What is being asked
Look through the records below and collect all lines that hold the string "patrons".

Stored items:
--------------------

PR #5301, opened 2023-09-29
Fix SupporterDataDynamoService permission for stripe-patrons-data

tomrf1:
The previous PR to use snapstart needed to add a new credentials provider - [see here.](https://github.com/guardian/support-frontend/pull/4869/files#diff-2b20bde739cbd13a3d9c392f38c53ca2196a6531f4a25800cf013e5e824a5096R18)

But these lambdas also use a dynamodb service which defines its credentials provider differently (using the newer aws sdk). This means we get a permissions error when using dynamodb.

Tested in CODE by creating a test user with patron subscription and running the `stripe-patrons-data-CODE` lambda:
Screenshot 2023-09-29 at 14 01 02


rupertbates:
It would be great if we could start to move all the aws stuff over to V2, it's a bit of a mess at the moment when you have both in the same project.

--------------------

Solved exercise
Fix SupporterDataDynamoService permission for stripe-patrons-data
Tested in CODE by creating a test user with patron subscription and running the `stripe-patrons-data-CODE` lambda:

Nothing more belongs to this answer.